**** Data section ****

PR #573, opened 2015-07-30
reduced homepage weight

howardchung:
Reduced bandwidth requirement for homepage by removing sections/background images.

@albertcui should review, I may have been a little heavy-handed.

Saves:
* 400KB, our mission section
* 430KB, positions map
* 400KB, details background image


howardchung:
I am going to merge this soon unless @albertcui pushes back.

I don't know if you're proceeding with the retheme (and how much it affects the home page) but you can fix it later.

It's important to have a fast-loading index page and not make new visitors have to sit through a 2.5MB load.

PR #576, opened 2015-08-02
fixes #566

### LINKED ISSUE #566: move processParse to parse nodes
@nickhh has mentioned this before, we can discuss this issue here.

Currently the parse nodes can run completely statelessly (without any environment variables required).  They act solely on the data within replays and transform it into newline-delimited JSON that is sent back to the client, where it is post-processed into a single parsed_data JSON blob that we store in the database.

Moving the post-processing to the parse node is an idea suggested by Nick.

Implementation:
We would have the parse server send back an object with type "parsed_data" as the final line.  Prior to this it could send back "progress" in order to keep the client updated.

On the client side, receiving an event of type "parsed_data" allows us to set error to null (the parse succeeded).

Most of the runParse function would be moved over to parser.js, with the only types left being "progress", "error", and "parsed_data".

Pros:
* Less bandwidth usage.  The parsed_data object is much more compact.
* More distributed CPU workload.  The parsing "farm" contains more CPU power than YASP core, and probably can afford to spare more time crunching the event buffer into JSON.

Cons:
* The parse nodes must have a copy of the constants in order to do post-processing.  They are required to map combat log names "npc_dota_hero..." to a hero_id, which can be used to match the combat log name to a player slot.
* Not "streaming".  The client must wait for the entire replay to be processed before getting data back from the server (although we can somewhat mitigate this by emitting "progress" events based on download progress)
* A bit more duplication.  We would need to make use of the ndjson module on both ends to deal with the streaming JSON and also set up the event handler structure that picks up events and processes them.

howardc93:
Loses the ability to stream progress, but less CPU intensive on yasp-core


howardc93:
@albertcui and @nickhh should decide if this tradeoff is worth it.

Others can feel free to weigh in as well.

nickhh:
I think the progress bar is nice (as long as it's not buggy). Is the
speedup worth it? Do we have statistics on how many games are requested
like this?

howardc93:
It's not really a speedup, just less CPU/RAM usage on yasp-core.
I think it's a few hundred requests a day.  I could get  more precise numbers by running a db query.

nickhh:
So it's like less than 1% of parses per day? I feel like it's not worth it,
but that's just my opinion. Which do you prefer, slash why?

howardc93:
I'm not sure you understand.  We CURRENTLY have the ability to stream progress updates to the user since the parser emits progress events.  

With this PR, by moving the logic that combines the JSON events into a single object we lose the ability to output progress, so the bar would appear to jump from 0% to 100%.

I cannot say that one is definitively better than the other.  It's a question of tradeoffs (balanced CPU usage/less bandwidth vs. no progress updates/maintaining additional state across multiple nodes)

nickhh:
I know. I meant to say that since these requests are such a small
percentage of the cpu's load that it's not worth optimizing it's
performance at the cost of cool features like status updates.

howardc93:
This affects all parses not just requests.  The load is pretty significant.

nickhh:
Ohhh I see. So you're decreasing load for all parses, and loosing a
progress bar for 1% of them. Then yea, I think if you think the decrease in
load is worth it, I'm all for the change :) How did you decrease the load,
by the way?

howardc93:
Instead of combining the JSON on yasp-core it is combined at the parse node
and only the resulting single object is sent over to yasp-core.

****

Work to be completed ▸
Out of the preceding entries, pull every line containing the string "streaming".

Solution to this problem ▸
* Not "streaming".  The client must wait for the entire replay to be processed before getting data back from the server (although we can somewhat mitigate this by emitting "progress" events based on download progress)
* A bit more duplication.  We would need to make use of the ndjson module on both ends to deal with the streaming JSON and also set up the event handler structure that picks up events and processes them.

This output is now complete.